2. Die Variationserscheinungen.
Die Vererbung ist fast nie eine vollkommene, d. h. die Nachkommen sind fast nie dem Elter bzw. den Eltern völlig gleich, und ebenso sind fast immer die Geschwister untereinander verschieden. Man sagt, die Nachkommen „variieren“. Es ist die wichtigste Aufgabe der Vererbungswissenschaft, die Gesetzmäßigkeiten klarzulegen, nach denen dies Verschiedensein, diese Variation vor sich geht.
Ursache des Verschiedenseins der Kinder von den Eltern und der Kinder voneinander, d. h. Ursachen des Variierens kennen wir im wesentlichen dreierlei, und so lassen sich auch drei Gruppen von Variationen unterscheiden:
1. Die eine von diesen drei Hauptursachen beruht darauf, daß auch der erblichen Anlage nach, d. h. idioplasmatisch völlig gleiche Individuen je nach den äußeren Verhältnissen, unter denen sie aufgewachsen sind, je nach ihrer „Peristase“, sehr verschieden sein können. Wir bezeichnen diese Art der Variation als Variieren durch Modifikation oder in einer in diesem Buche verabredungsgemäß durchgeführten neuen Bezeichnung als Paravariation.
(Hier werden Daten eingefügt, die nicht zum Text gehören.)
Issue #945, opened 2016-08-28
Project name allows spaces but generates error


JessSaavedra:
![wollokerror](https://cloud.githubusercontent.com/assets/7197057/18030746/94f60676-6c99-11e6-97ca-c242f257f037.png)

lspigariol:
neither in files names.
the rules are same of all identifier, but is not checked or warning.

fdodino:
Ok, if you define "obj ects.wlk" file you cannot run it in a REPL console:
ERROR [main] (WollokChecker.java:89) - Repl can only be used with .wlk files.

PR #974, opened 2016-09-05
Fix wizards

### LINKED ISSUE #831: Autogenerated code inside new object doesn't match file name
Creating a new file for Wollok object named "someFile.wlk" generates the following code:

```Java
object abc {

}
```

Perhaps changing abc to the filename could be a better guess.
Cheers!

fdodino:
Fixed #831 #945 
Also fixed Wollok logo path in New Project Wizard.


fdodino:
Worked beyond this issue

* Added a radio button for objects (default) & classes
* Validations: no numeric identifiers, you can't define an identifier beginning with numbers
* Objects starts with lowercase, Classes with uppercase
* If no extension is specified you should not create a file

fdodino:
Worked beyond this issue

* Added a radio button for objects (default) & classes
* Validations: no numeric identifiers, you can't define an identifier beginning with numbers
* Objects starts with lowercase, Classes with uppercase
* If no extension is specified you should not create a file

And Sorry, no relation with PR #971

PR #981, opened 2016-09-11
Type system improvements

javierfernandes:
- Fixed TS tests cases an implementation after refactor we did to remove basic objects (like strings).
- Adding a new extension point for TypeSystem implementation.
- Adding a preference page to configure which type system impl you want (global / project)
- Making TS only show types on outline if enabled (was a bug)
- Making all TS tests parametric to run the same tests with any TS impl.
- Adding more TS tests and impl’s for xsemantics and substitutions
- Adding closure’s typing


javierfernandes:
The build fails but I'm not sure why :(
Maven log sucks.

I ran mvn test locally, and all xpect tests failed with NPE in xpect initialization.
Really weird

javierfernandes:
Ok, it is huge, hehe

I don't even remember what I did.
But I suspect that
* many changes were introduced just to update the branch with how wollok evolved on dev (for example syntax changes like inherits, etc)
* then I introduced a major feature some months ago to have the TypeSystem impl configurable through preferences.
* I also worked on having shared tests between the different TS impls.

Regarding your changes, not much to add. I understand that they improved the way to assert for errors by using the validator and the errors it reports, instead of our own exceptions / errors.
That is good because it allow us to have more "integral" tests.

What is important is that we need to merge this to be able to start working on smaller changes and avoid such a long divergence with dev.

npasserini:
So, do I merge it?
I have already another bunch of changes for another pull request.

javierfernandes:
yes

Issue #1006, opened 2016-10-02
Problems with target platform.


npasserini:
I installed the latest Eclipse Neon and I get problems with target platform.
After trying the instructions in [Wollok developers page](https://github.com/uqbar-project/wollok/wiki/Development---Environment-Setup), error did not disappear. 

There is a conflict because it tries to load two different versions of plugin "org.eclipse.pde.feature.group" (3.12.0 and 3.12.1). 

I couldn't find exact explanation for the origin of those requirements, but I infer that one comes from my eclipse version, selected location in target platform is 
`<repository location="http://download.eclipse.org/eclipse/updates/4.6/"/>`

Which matches my eclipse Neon instalation:
Eclipse DSL Tools
Version: Neon Release (4.6.0)
Build id: 20160613-1800

But I find also another one which might be the origin of the problem: `<repository location="http://download.eclipse.org/releases/neon/"/>`

javierfernandes:
Merged

PR #1007, opened 2016-10-02
Possible fix for #1006. Remove conflicting location for target platform.

npasserini:
After removing the conflicting dependency Eclipse complaints that we are using a target platform which is newer than my eclipse instalation. I do not how to fix that. Everything seems to work, though.


javierfernandes:
I've tested it with 

```
Version: Neon Release (4.6.0)
Build id: 20160613-1800
```

And works fine.
Indeed there were some "units" repeated both in the "neon" as well as the "updates" locations.

I'm not getting any error or warning about using a newer target platform. Even if my neon eclipse has some months now (I haven't updated it since a couple of months)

2. Eine zweite Ursache des Variierens beruht darauf, daß bei der geschlechtlichen Fortpflanzung ein neues Individuum fast immer dadurch entsteht, daß zwei Zellen sich vereinigen, die ihrer erblichen Anlage nach, d. h. im Idioplasma verschieden sind, und daß so eine Vermischung eine Kombination zweier Vererbungsrichtungen erfolgt. Man spricht dann von Mixovariationen.
3. Eine dritte Ursache des Variierens beruht darauf, daß aus irgendwelchen Gründen und zu irgendwelchem Zeitpunkt eine Änderung im Gefüge des, im allgemeinen freilich sehr stabilen, Idioplasmas erfolgt und daß so Zellen und daraus Individuen mit verändertem Idioplasma hervorgehen, die entsprechend auch in ihren sekundären äußeren Eigenschaften verändert sind. Variationen, die auf einer solchen Änderung des Idioplasmas beruhen, bezeichnet man vielfach als Mutationen, wir wollen sie als Idiovariationen bezeichnen.